文摘Colorectal cancer(CRC) is one of the most prevalent malignancies in the world. CRC-associated morbidity and mortality is continuously increasing, in part due to a lack of early detection. The existing screening tools such as colonoscopy, are invasive and yet high cost, affecting the willingness of patients to participate in screening programs. In recent years, evidence is accumulating that the interaction of aberrant genetic and epigenetic modifications is the cornerstone for the CRC development and progression by alternating the function of tumor suppressor genes, DNA repair genes and oncogenes of colonic cells. Apart from the understanding of the underlying mechanism(s) of carcinogenesis, the aforementioned interaction has also allowed identification of clinical biomarkers, especially epigenetic, for the early detection and prognosis of cancer patients.
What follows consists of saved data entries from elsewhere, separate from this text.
PR #241, opened 2017-03-07
add an env variable to control the inclusion of build vars in -version

galdor:
We need to be able to build the agent without build variables (commit,
branch, etc.) in omnibus.

### DIFF
--- a/gorake.rb
+++ b/gorake.rb
@@ -6,7 +6,8 @@ def go_build(program, opts={})
   end
   opts = {
     :cmd => default_cmd,
-    :race => false
+    :race => false,
+    :add_build_vars => true
   }.merge(opts)
 
   dd = 'main'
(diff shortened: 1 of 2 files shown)


gorake.rb
```diff
@@ -16,24 +17,27 @@ def go_build(program, opts={})
...
+  vars["#{dd}.Version"] = agentversion
+  if opts[:add_build_vars]
+    vars["#{dd}.BuildDate"] = date
+    vars["#{dd}.GitCommit"] = commit
+    vars["#{dd}.GitBranch"] = branch
+    vars["#{dd}.GoVersion"] = goversion
+  end
+
+  ldflags = vars.map do |k, v|
     if goversion.include?("1.4")
```
talwai: drop this clause since we'll never be building against go1.4?

galdor: With pleasure :)

PR #242, opened 2017-03-09
config: shell out to dd-agent to retrieve hostname

talwai:
The infrastructure agent implements more refined logic for
inferring hostname of the machine this process is running on
https://github.com/DataDog/dd-agent/blob/7cd0986e137683195f129b2a988dd60ca9ccf0ea/utils/hostname.py#L48

Prior to this change, the trace-agent would identify as a different host
than the infra agent in subtle cases (EC2 / GCE for example). This
created phantom hosts and general inconsistency in the UI

We shell out to the infra agent, via the following command, falling back
to running `os.Hostname()` when it fails

```
PYTHONPATH=/opt/datadog-agent/agent /opt/datadog-agent/embedded/bin/python -c "from utils.hostname import get_hostname; print get_hostname()"
```

### DIFF
--- a/config/agent.go
+++ b/config/agent.go
@@ -1,8 +1,10 @@
 package config
 
 import (
+	"bytes"
 	"errors"
 	"os"
+	"os/exec"
 	"strconv"
 	"strings"
 	"time"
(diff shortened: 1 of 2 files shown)


LotharSee:
Can we check with Croissant to know which platform is compatible with that?
And check that it still works well on the others? (including Windows)

config/config_test.go
```diff
@@ -149,3 +149,9 @@ func TestConfigNewIfExists(t *testing.T) {
 	assert.Nil(t, conf)
 	os.Remove(filename)
 }
+
+func TestGetHostname(t *testing.T) {
```
ufoot: This test is very fine but will probably fall back on `os.Hostname` in most cases. OTOH I can't see any way to really trigger the "real test" without either black-box test the thing (so, non-Go solution, complex...) or changing the func prototype and passing `python` and `command` as args (sounds like over engineering for the sake of testability...). So well, good to go, but will keep in mind this is slightly under tested.

config/agent.go
```diff
@@ -104,9 +106,38 @@ func mergeEnv(c *AgentConfig) {
...
+	cmd.Stdout = &stdout
+	cmd.Stderr = &stderr
+
+	err := cmd.Run()
+	if err != nil {
+		log.Infof("error retrieving dd-agent hostname, falling back to os.Hostname(): %s", stderr)
+		return os.Hostname()
+	}
+
+	hostname := strings.TrimSpace(stdout.String())
```
ufoot: 👍

talwai:
@LotharSee - confirmed that `utils.get_hostname()` is the canonical source of hostname for all platforms supported by the infra agent, including windows. However the path to the embedded agent Python will differ on Windows so `getHostname()` will end up defaulting to `os.Hostname()` anyway.

I've convinced myself this works on the Linux systems we support, and i think pursuing windows support is out of the scope of this PR (since the hostname logic is not the only thing that will need tweaking)

PR #248, opened 2017-03-17
[sampler] reduce log verbosity and exposing state through expvar

ufoot:


agent/sampler.go
```diff
@@ -78,8 +78,11 @@ func (s *Sampler) Flush() []model.Trace {
 // TODO: remove (or clean it) in a real released build
 func (s *Sampler) logState() {
 	state := s.samplerEngine.(*sampler.Sampler).GetState()
-	log.Infof("inTPS: %f, outTPS: %f, maxTPS: %f, offset: %f, slope: %f, cardinality: %d",
+	log.Debugf("inTPS: %f, outTPS: %f, maxTPS: %f, offset: %f, slope: %f, cardinality: %d",
 		state.InTPS, state.OutTPS, state.MaxTPS, state.Offset, state.Slope, state.Cardinality)
+
+	updateSamplerState(state) // publish through expvar
+
 	statsd.Client.Gauge("datadog.trace_agent.sampler.scoring.offset", state.Offset, nil, 1)
```
ufoot: Open question: should we keep those direct calls to statsd? Because since the values are in expvar, it's rather trivial to get them with https://www.datadoghq.com/blog/instrument-go-apps-expvar-datadog/

PR #251, opened 2017-03-20
config: respect proxy_* settings in agent

### LINKED ISSUE #245: APM Trace agent doesn't use http proxy configuration for reporting
I'm attempting to use APM in an environment that restricts outbound http unless through an http proxy, and from what I can tell this agent is not supporting the http proxy config (or I'm missing the correct place to put it).

I do have at present (`proxy_host`, `proxy_port`, `proxy_user`, `proxy_password`) set inside `/etc/dd-agent/datadog.conf` and have restarted the datadog-agent.

I see the following in my logs:

```
tail -f /var/log/datadog/trace-agent.log
2017-03-16 14:21:50 ERROR (endpoint.go:119) - error when requesting to endpoint https://trace.agent.datadoghq.com/api/v0.1/collector: Post https://trace.agent.datadoghq.com/api/v0.1/collector?api_key=[redacted]: dial tcp 23.23.189.219:443: i/o timeout
2017-03-16 14:21:52 INFO (receiver.go:329) - receiver handled 51 spans, dropped 0 ; handled 51 traces, dropped 0
2017-03-16 14:22:06 ERROR (endpoint.go:119) - error when requesting to endpoint https://trace.agent.datadoghq.com/api/v0.1/collector: Post https://trace.agent.datadoghq.com/api/v0.1/collector?api_key=[redacted]: dial tcp 50.16.188.192:443: i/o timeout
```

talwai:
when [proxy
settings](https://github.com/DataDog/dd-agent/blob/master/datadog.conf.example#L7-L10) are defined in datadog.conf
update the default client in the writer to submit to a proxy.

fixes #245

### DIFF
--- a/config/proxy.go
+++ b/config/proxy.go
@@ -1,0 +1,33 @@
+package config
+
+import (
+	"github.com/go-ini/ini"
+)
+
+const DefaultProxyPort = 3128
+
+type ProxySettings struct {
+	User     string
+	Password string
+	Host     string
+	Port     int
+}
+
+func getProxySettings(m *ini.Section) *ProxySettings {
+	p := ProxySettings{Port: DefaultProxyPort}
+
+	if v := m.Key("proxy_host").MustString(""); v != "" {
+		p.Host = v
+	}
+	if v := m.Key("proxy_port").MustInt(-1); v != -1 {
+		p.Port = v
+	}
+	if v := m.Key("proxy_user").MustString(""); v != "" {
+		p.User = v
+	}
+	if v := m.Key("proxy_password").MustString(""); v != "" {
+		p.Password = v
+	}
+
+	return &p
+}
--- a/config/proxy.go
+++ b/config/proxy.go
@@ -48,12 +48,21 @@ func getProxySettings(m *ini.Section) *ProxySettings {
 // URL turns ProxySettings into an idiomatic URL struct
 func (p *ProxySettings) URL() (*url.URL, error) {
 	// construct scheme://user:pass@host:port
-	var userpass string
+	var userpass *url.Userinfo
 	if p.User != "" {
 		if p.Password != "" {
-			userpass = fmt.Sprintf("%s:%s@", p.User, p.Password)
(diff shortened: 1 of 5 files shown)


config/proxy.go
```diff
@@ -0,0 +1,59 @@
...
+	return &p
+}
+
+// URL turns ProxySettings into an idiomatic URL struct
+func (p *ProxySettings) URL() (*url.URL, error) {
+	// construct scheme://user:pass@host:port
+	var userpass string
+	if p.User != "" {
+		if p.Password != "" {
+			userpass = fmt.Sprintf("%s:%s@", p.User, p.Password)
```
ufoot: I think we could URL encode here (cf https://www.cyberciti.biz/faq/unix-linux-export-variable-http_proxy-with-special-characters/ or http://unix.stackexchange.com/questions/42273/export-http-proxy-and-special-characters-in-passwd ). Probably using https://golang.org/pkg/net/url/#UserPassword would do the job.

config/proxy.go
```diff
@@ -0,0 +1,59 @@
+package config
```
ufoot: I like the idea of having a separate chunk of code / struct to handle this. Indeed, it is not really agent specific.

config/proxy_test.go
```diff
@@ -0,0 +1,68 @@
...
+	s, err = getURL(f)
+	assert.Nil(err)
+	assert.Equal("http://aaditya:password_12@myhost:3129", s.String())
+
+	f, _ = ini.Load([]byte(strings.Join([]string{
+		"[Main]",
+		"proxy_host = https://myhost",
+		"proxy_port = 3129",
+		"proxy_user = aaditya",
+		"proxy_password = password_12",
```
ufoot: You should probably add a test with some special chars such as `/:\!?&;=@éÔγλῶσσα`, and test that `ProxySettings.URL()` returns the expected value.

talwai:
Yes good catch on the special chars handling. I've addressed this in https://github.com/DataDog/datadog-trace-agent/commit/9486db3

PR #254, opened 2017-03-29
ensure the agent recovers from and logs its panics

talwai:


agent/main.go
```diff
@@ -122,6 +122,20 @@ func main() {
...
 
+	defer func() {
+		if err := recover(); err != nil {
+			// Full print of the trace in the logs
+			buf := make([]byte, 4096)
+			length := runtime.Stack(buf, false)
+			stacktrace := string(buf[:length])
+			msg := fmt.Sprintf("%s: %s\n%s", "Unexpected error", err, stacktrace)
+
+			log.Info(msg)
```
clutchski: i think this should be logged at Error level

agent/main.go
```diff
@@ -122,6 +122,20 @@ func main() {
...
+		}
```
clutchski: do you need to re-raise?

PR #258, opened 2017-03-31
handle parallel and async spans for sublayer computations

galdor:


model/sublayers.go
```diff
@@ -1,153 +1,100 @@
...
-		if s.Tag.Name != "" {
-			b.WriteRune('.')
-			b.WriteString(s.Tag.Name)
-			b.WriteRune(':')
-			b.WriteString(s.Tag.Value)
+		// In-place filtering
+		nonAsyncChildren := Spans(children[:0])
+		for _, child := range children {
+			if child.End() <= span.End() {
+				nonAsyncChildren = append(nonAsyncChildren, child)
```
ufoot: Does this imply that if child ends before span, it's considered sync (nonAsync) ? Because, technically, I could imagine a caller firing 100 goroutines and having a sync point waiting for all this goroutines -> all of them finish before the caller, but they are truely async (meaning, the total of their durations is way above the duration of the caller). But I might miss the point.

galdor: Yep, you are 100% right. However we currently do not have the information we need, i.e. some kind of flag indicating that a spans actually blocks (or not) its parent. We may try to improve that in the future.

MattHauglustaine:
This PR is included as part of #296

PR #261, opened 2017-04-11
normalizer: reject traces containing duplicate span ids

galdor:


model/normalizer_test.go
```diff
@@ -276,6 +276,16 @@ func TestNormalizeTraceInvalidSpan(t *testing.T) {
 	assert.Error(t, err)
 }
 
+func TestNormalizeTraceDuplicateSpanID(t *testing.T) {
+	span1 := testSpan()
+	span2 := testSpan()
```
ufoot: Nitpick, I'd rather set explicitly the span id to the same value, you never know how testSpan() can evolve, could end up behaving differently in the future.

PR #262, opened 2017-04-13
config: allow disabling agent

olivielpeau:
When `apm_enabled` is set to a falsy value the agent should pick it up
and exit.

### DIFF
--- a/config/agent.go
+++ b/config/agent.go
@@ -243,8 +243,8 @@ APM_CONF:
 		goto ENV_CONF
 	}
 
-	if v, _ := conf.Get("Main", "apm_enabled"); v == "true" {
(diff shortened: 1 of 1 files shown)


config/agent.go
```diff
@@ -243,8 +243,8 @@ APM_CONF:
 		goto ENV_CONF
 	}
 
-	if v, _ := conf.Get("Main", "apm_enabled"); v == "true" {
-		c.Enabled = true
+	if v, _ := conf.Get("Main", "apm_enabled"); v == "no" || v == "false" {
```
talwai: maybe `strings.ToLower(...)` as well, which is perhaps more consistent with how dd-agent does it

PR #263, opened 2017-04-20
[log] using receiver limited logger instead of plain log debug

ufoot:
When skipping messages, a debug message is of no use in production mode,
as we get no clue on why traces where dropped. Especially when it's for
an obscure reason such as clock skew. This patch uses the receiver logger
object which has a limiter preventing log to be filled with the same error
repeating many times, while still displaying a few of them.


MattHauglustaine:
#273 set's up a global throttled logger, fixing this issue if approved

MattHauglustaine:
@ufoot #273 has been merged, if it's ok for you I think we can close this issue.

ufoot:
Superseded by #273

PR #266, opened 2017-04-27
Make binding to the legacy port optional

dirceu:
Binding to the legacy port (in addition to the current one) should be optional, although we can keep the default as `true` to keep the current behavior.

### DIFF
--- a/agent/receiver.go
+++ b/agent/receiver.go
@@ -101,9 +101,11 @@ func (r *HTTPReceiver) Run() {
 		die("%v", err)
 	}
 
-	legacyAddr := fmt.Sprintf("%s:%d", r.conf.ReceiverHost, legacyReceiverPort)
-	if err := r.Listen(legacyAddr, " (legacy)"); err != nil {
-		log.Error(err)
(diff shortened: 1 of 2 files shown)


elbuo8:
Default `false` ? 💃

talwai:
I think we may be at a point when we can drop the behavior of binding to 7777 entirely . I don't think any of our older client versions (which reported to 7777) see much use. and in the case they are being used there's a clear upgrade path

palazzem:
I second @talwai idea. Versions that are still using the port `7777` are quite old so I think we can simply drop that legacy port. At the time of writing, the following is the list of libraries that are required to work with an agent *without* the legacy port:
* `dd-trace-py`: version 0.6.0+ (current 0.8.2)
* `dd-trace-rb`: version 0.5.0+ (current 0.7.0)
* `dd-trace-go`: version 0.3.0+ (current 0.3.0 but we need to cut a new "release" here)

dirceu:
Even better :)

LotharSee:
+1 we will certainly drop this legacy port with the next 5.14.0 release.

PR #503, opened 2018-10-24
writer: simplify monitor

gbbr:
In this change:
* Move `backoff` package into `writer` folder.
* Use only one struct. for events with a type field to avoid reflection.
* Slightly minimise memory copying.


writer/multi_writer.go
```diff
@@ -65,7 +65,7 @@ func (w *multiSender) Send(p *Payload) {
 	}
 }
 
-func (w *multiSender) Monitor() <-chan interface{} { return w.mch }
+func (w *multiSender) monitor() <-chan monitorEvent { return w.mch }
```
AlexJF: Why make `Monitor` private? This way, no one outside of this package will be able to use a sender?

writer/payload.go
```diff
@@ -29,32 +28,36 @@ func NewPayload(bytes []byte, headers map[string]string) *Payload {
...
-// SendStats represents basic stats related to the sending of a payload.
-type SendStats struct {
-	SendTime time.Duration
-	Host     string
-}
+// eventType is a type of event sent down the monitor channel.
+type eventType int
+
+const (
+	eventTypeSuccess eventType = iota
```
AlexJF: Again, if these are private no one outside of this package will be able to use a sender. If this is indeed your intention we should set the whole PayloadSender and everything directly related to it as private and only leave actual writers public.

gbbr: That's the plan, yeah. Nobody's using them outside of `writer`, so there is no point to export them or make them visible in the public documentation. Most of these packages should be internal anyway.

Would you like me to do that within the scope of this PR?

gbbr:
Thank you Alex.

PR #504, opened 2018-10-24
writer: make internal identifiers private

gbbr:
* Makes internal `writer` identifiers private
* Absorbs `BasePayloadSender` into `QueuablePayloadSender`
* Renames `QueuablePayloadSender` to `queuableSender`.

### DIFF
--- a/writer/endpoint.go
+++ b/writer/endpoint.go
@@ -2,49 +2,41 @@ package writer
 
 import (
 	"fmt"
-	"net/http"
 
 	log "github.com/cihub/seelog"
 )
 
 const languageHeaderKey = "X-Datadog-Reported-Languages"
 
-// Endpoint is an interface where we send the data from the Agent.
-type Endpoint interface {
+// endpoint is an interface where we send the data from the Agent.
+type endpoint interface {
 	// Write writes the payload to the endpoint.
-	Write(payload *Payload) error
+	write(payload *payload) error
 
-	// BaseURL returns the base URL for this endpoint. e.g. For the URL "https://trace.agent.datadoghq.eu/api/v0.2/traces"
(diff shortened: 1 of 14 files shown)


writer/multi_writer_test.go
```diff
@@ -163,7 +163,7 @@ func (m *mockPayloadSender) Reset() {
 	m.mu.Unlock()
 }
 
-func (m *mockPayloadSender) Start() {
+func (m *mockPayloadSender) start() {
```
AlexJF: Does it make sense to turn every method private? That way when using this class inside the writer package, it's not evident what constitutes the "public" interface of a sender vs what are internal helper methods. Perhaps it's sufficient to set the structs/interfaces themselves as private?

gbbr:
Ah, ok. I see what you mean now. I was looking at it only through the interface's methods, not through the entire structure.

writer/endpoint.go
```diff
@@ -2,49 +2,41 @@ package writer
...
 
 const languageHeaderKey = "X-Datadog-Reported-Languages"
 
-// Endpoint is an interface where we send the data from the Agent.
-type Endpoint interface {
+// endpoint is an interface where we send the data from the Agent.
+type endpoint interface {
 	// Write writes the payload to the endpoint.
-	Write(payload *Payload) error
+	write(payload *payload) error
```
AlexJF: As a matter of consistency we should strive for this uppercase public interface methods everywhere, what do you think?

gbbr:
Done 👍

writer/endpoint.go
gbbr: I wouldn't want to enforce that. I get the logic in the sender because of `setEndpoint` which is specifically there for tests, but I wouldn't want to make this a rule. If we capitalise these, it means that technically they can be accessed from outside the package too if this interface would be returned anywhere.

gbbr:
Thanks for helping out. Indeed `internal` is what's needed here.

PR #506, opened 2018-10-25
cmd/trace-agent: cleanup code related to APM events.

AlexJF:
Move most of the code dealing with event extraction into its own package and rename samplers to extractors.

Also, change most references of transactions into events following the documented nomenclature.

This sets the ground for https://github.com/DataDog/datadog-trace-agent/pull/508


constants/sampling.go
```diff
@@ -0,0 +1,4 @@
+package constants
+
+// SamplingPriorityKey is the key of the sampling priority value in the metrics map of the root span
+const SamplingPriorityKey = "_sampling_priority_v1"
```
AlexJF: ^ Regarding this file, I added this to fix some cyclic imports. Happy to move this somewhere else that also works 😄

gbbr: Let's move it into `model` where it originally was before I plucked it out, as discussed.

event/extractor/analyzed.go
```diff
@@ -0,0 +1,52 @@
+package eventextractor
```
gbbr: Let's just have one main package `event`, as discussed.

event/extractor/analyzed.go
```diff
@@ -0,0 +1,52 @@
...
+
+import (
+	"github.com/DataDog/datadog-trace-agent/model"
+	"github.com/DataDog/datadog-trace-agent/sampler"
+)
+
+// AnalyzedExtractor is an event extractor that extracts APM events from traces based on
+// `(service name, operation name) => sampling ratio` mappings.
+type AnalyzedExtractor struct {
```
gbbr: I'd like to suggest calling it like this:
```go
// ratioExtractor extracts APM events from traces based on `(service name, operation name) => sampling ratio`
// mappings.
type ratioExtractor struct {
```
What do you think? The word analysed was always a bit confusing to me. But maybe I'm misunderstanding something.

event/extractor/analyzed.go
```diff
@@ -0,0 +1,52 @@
...
+	analyzedSpansByService map[string]map[string]float64
+}
+
+// NewAnalyzed returns an APM event extractor that extracts APM events from a trace following the provided
+// extraction rates for any spans matching a (service name, operation name) pair.
+func NewAnalyzed(analyzedSpansByService map[string]map[string]float64) *AnalyzedExtractor {
```
gbbr: If this is going back into a main `event` package, it will probably sound nice like this:
```go
event.NewRatioExtractor
```
Unless you think "analyzed" is better for some reason, which is fine by me. I just don't understand why this word is used, given that it doesn't appear in the documentation. What was analyzed (past tense) ?

event/extractor/analyzed_legacy.go
```diff
@@ -0,0 +1,51 @@
+package eventextractor
+
+import (
+	"github.com/DataDog/datadog-trace-agent/model"
+	"github.com/DataDog/datadog-trace-agent/sampler"
+)
+
+// LegacyAnalyzedExtractor is an event extractor that extracts APM events from traces based on `serviceName => sampling
+// ratio` mappings.
+type LegacyAnalyzedExtractor struct {
```
gbbr: Maybe this could also just be `legacyExtractor`?

event/extractor/analyzed_legacy.go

One of the ways to detect these epigenetic biomarkers is the cell-free circulating DNA(circ DNA), a blood-based cancer diagnostic test, mainly focusing in the molecular alterations found in tumor cells, such as DNA mutations and DNA methylation.In this brief review, we epitomize the current knowledge on the research in circ DNA biomarkers-mainly focusing on DNA methylation-as potential blood-based tests for early detection of colorectal cancer and the challenges for validation and globally implementation of this emergent technology.